Dataset entries:
Issue #390, opened 2023-07-18
Issues with the new timer recorder plugin for Chrome


jowerner:
There have been reports that test scenarios using `XltChromeDriver` show different issues now, such as:

* higher scenario runtimes
* higher request runtimes
* unexpected "think times" at the end of a scenario
* unexpected errors when quitting the driver (`UnhandledAlertException: unexpected alert open: {Alert text : }`) 

Looks as if this is related to our timer recorder plugin for Chrome. In XLT 7.0.0, we have updated it to support Chrome Manifest v3 (see #141). A cross-check with XLT 6.x showed that the new plugin causes these issues with both XLT 6 and 7, while the old plugin does not make any trouble.

PR #440, opened 2023-11-20
#390: Issues with the new timer recorder plugin for Chrome

jowerner:
Chrome Timer Recorder
* brought Manifest v3 code back
* upped minimum chrome version to 116 (see https://developer.chrome.com/docs/extensions/mv3/service_workers/service-worker-lifecycle/#chrome-116)
* installed a periodic task that sends a dummy message to XLT to keep the service worker alive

Assignment
Reproduce, exactly as they stand in the data above, the lines from the one that holds "#390: Issues with" to the one that holds "upped minimum chrome", inclusive.

Answer for the task
#390: Issues with the new timer recorder plugin for Chrome

jowerner:
Chrome Timer Recorder
* brought Manifest v3 code back
* upped minimum chrome version to 116 (see https://developer.chrome.com/docs/extensions/mv3/service_workers/service-worker-lifecycle/#chrome-116)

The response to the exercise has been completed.